2. This whole "playing with conventions" defense troubles me as well. It's what I heard so many times with *500 Days of Summer* -- "See, it's not another cliched rom-com; it's a self-referential, arch rom-com." Except that rom-coms since the 40s have been arch, and merely playing with conventions is not enough to make an effective piece of art. Lady Gaga plays with conventions, but she's still terrible.
Posted by: Matthew Merlino | Monday, 16 August 2010 at 04:04 PM
"I feel like they are two sides of the same coin: stereotypical physical presence with no emotional depth, and stereotypical emotional messiness with no physical presence."
Now I think that is a valid critique, although I have not seen many Michael Cera movies. You can combine them to get The Hurt Locker, but this is fairly rare; more commonly, you get a lopsided combination, as in Inception, for example. Competently produced, balanced enough to be decent, etc. Not a masterpiece, but most of us do not have tastes as critical as this readership's.

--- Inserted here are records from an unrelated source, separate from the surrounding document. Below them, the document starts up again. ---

PR #431, opened 2023-10-17
fix: Replace use of deprecated variables

sitaram-kalluri:
**- What I did**
- In at_commons package, replaced the usage of deprecated variables with new variables in "AtConstants"


gkc (approved):
Thank you very much @sitaram-kalluri

PR #441, opened 2023-10-26
feat: APKAM onboarding changes

murali-shris:
**- What I did**
- apkam changes for at_onboarding_cli
**- How I did it**
- Introduced enroll method in AtOnboardingService. Clients/apps can used this method to place an enrollment request
- Added enrollmentId as an optional param to authenticate method. After enrollment, clients must pass enrollmentId for apkam auth
- onboarding changes. 
    - added a flag enableEnrollmentDuringOnboard=false in AtOnboardingPreference. Clients/apps needing privileges to approve enrollments have to set this flag to true 
    - onboard method will thrown an exception if enableEnrollmentDuringOnboard=true and appName or deviceName is not set in OnboardingPreference. Both the params are required for enrolling the app on server
    - onboarding logic is delegated to AtAuth --> onboard method
- enroll method impl
    -  generate new apkam key pair and apkam symmetric key
    - retrieve encryption private key from server and use it to encrypt  apkam symmetric key
    - send enroll request to server with appName, deviceName,otp, encrypted apkam symmetric key and apkam public key from apkam key pair
    - asynchronously attempt apkam to server until enrollment is approved or denied
    - once apkam auth is success then add enrollmentId to _pkamSuccessController. This will trigger the method _listenToPkamSuccessStream which will save the security keys to .atKeys file

- _activateAtsign changes
    - encrypt default encryption key and self encryption key with first client's apkam symmetric key.
    - send enroll request to server which gets auto approved
    - if enroll request is approved, attempt pkam with enrollmentId. if pkam is success then update encryption public key to server, delete cram secret, generate keys file, persist keys to local secondary 
- changes to local hive storage path
    - if hive storage path is not in set in preferences, default path will include enrollmentId (if available). This will ensure two clients enrolled from same machine do not have the same hive storage path.

**- How to verify it**
- run the functional tests in at_onboarding_cli
- run the examples for APKAM in example/. Check README.md in example/

### DIFF
--- a/packages/at_onboarding_cli/example/README.md
+++ b/packages/at_onboarding_cli/example/README.md
@@ -1,0 +1,29 @@
+List of steps to run the examples for checking apkam enrollment
+
+1. Onboard an atsign which has privilege to approve/deny enrollments
+   dart example/onboard.dart <atsign> <path_store_keys_file>
+   e.g. dart example/onboard.dart @alice🛠 /home/alice/.atsign/@alice🛠_wavikey.atKeys
+2. Authenticate using the onboarded atsign
+   dart example/apkam_authenticate.dart <atsign> <path_of_keys_file_from_#1>
+   e.g. dart example/apkam_authenticate.dart @alice🛠 /home/alice/.atsign/@alice🛠_wavikey.atKeys
+3. Run client to approve enrollments
+   dart example/enroll_app_listen.dart <atsign> <path_of_keys_file_from_#1>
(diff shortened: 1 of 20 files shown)


packages/at_onboarding_cli/example/README.md
```diff
@@ -0,0 +1,29 @@
+List of steps to run the examples for checking apkam enrollment
```
murali-shris, line 1: I have requested @srieteja to go over this readme and test the flow. Replace normal args with ArgParser and usage

gkc (approved):
LGTM thank you @murali-shris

I rather liked Inception, but I belong to the tribe of semi-casual watchers who can only understand why a movie affected them the way it did after a great deal of retrospection and introspection. I do believe that an emotional movie can stand on its own much more effectively than an action movie, but good movies often require a combination of both.
In other words, most people here will probably agree that you can make an excellent movie with a near total emphasis on emotion and character, while you cannot make an excellent movie by ignoring those factors. Compare Citizen Kane to Transformers 2 (An unfair comparison, but I cannot think of any movies that fit into the latter category and have stood the test of time. Telling).
It seems to me (despite how admittedly untrained and lowly my critical mind may be) that you object to a movie that has no action and relatively weak characterization more than you do to one that has no characterization and decent action, which is a fair complaint. An action movie, after all, can still delight us with big booms and macho catchphrases, although we forget about it the very next day.